[Stored data entries]
PR #2463, opened 2026-03-07
fix: nudge delivery input-aware safety and post-queue idle recovery

### LINKED ISSUE #1216: Reliable nudge delivery: design analysis and unresolved input clearing problem
## Summary

Nudges (cross-agent messages) need to be 100% reliable with low latency, but they share the same input mechanism as the human overseer - the command line text input field. This creates a fundamental conflict that we've been unable to fully resolve.

## The Problem

When a nudge arrives while the overseer is typing, the nudge text gets appended to their partial input, resulting in garbled instructions:

```
User typing: "Please fix the bug in auth"
Nudge arrives: "[from crew/holden] Status update"
Result: "Please fix the bug in auth[from crew/holden] Status update"
```

The agent receives garbage. The nudge is lost. The user's input is corrupted.

### PR #1207 - NudgeManager
https://github.com/steveyegge/gastown/pull/1207

Initial approach with file-based queue, deduplication, rate limiting, and escalation. Did not address the input collision problem - just delivered nudges immediately.

### PR #1212 - Clear/Inject/Verify Protocol with Myers Diff
https://github.com/steveyegge/gastown/pull/1212

More sophisticated approach:

1. **Capture BEFORE** - Full terminal scrollback to guarantee we never lose user input no matter how much they've typed
2. **Clear input** - Send Ctrl-C to clear any partial user input
3. **Inject nudge** - Send the nudge text (no Enter yet)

> **Task statement**: Which lines in the records above contain the word "Please"? Copy each one.

> **Response to this exercise**:
User typing: "Please fix the bug in auth"
Result: "Please fix the bug in auth[from crew/holden] Status update"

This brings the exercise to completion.